> _Work order_
Every record must be copied exactly.

(Data excerpts)
--*--

PR #1177, opened 2015-12-29
Support many to many

josevalim:
Still WIP.

### DIFF
--- a/lib/ecto/schema.ex
+++ b/lib/ecto/schema.ex
@@ -803,7 +803,7 @@ defmodule Ecto.Schema do
       The keys are inflected from the schema names.
 
     * `:on_delete` - The action taken on associations when the parent record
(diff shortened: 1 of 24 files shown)


michalmuskala:
Should we consider splitting all the assocs modules into separate files?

--*--

> _Completed task_
PR #1177, opened 2015-12-29
Support many to many

josevalim:
Still WIP.

### DIFF
--- a/lib/ecto/schema.ex
+++ b/lib/ecto/schema.ex
@@ -803,7 +803,7 @@ defmodule Ecto.Schema do
       The keys are inflected from the schema names.
 
     * `:on_delete` - The action taken on associations when the parent record
(diff shortened: 1 of 24 files shown)


michalmuskala:
Should we consider splitting all the assocs modules into separate files?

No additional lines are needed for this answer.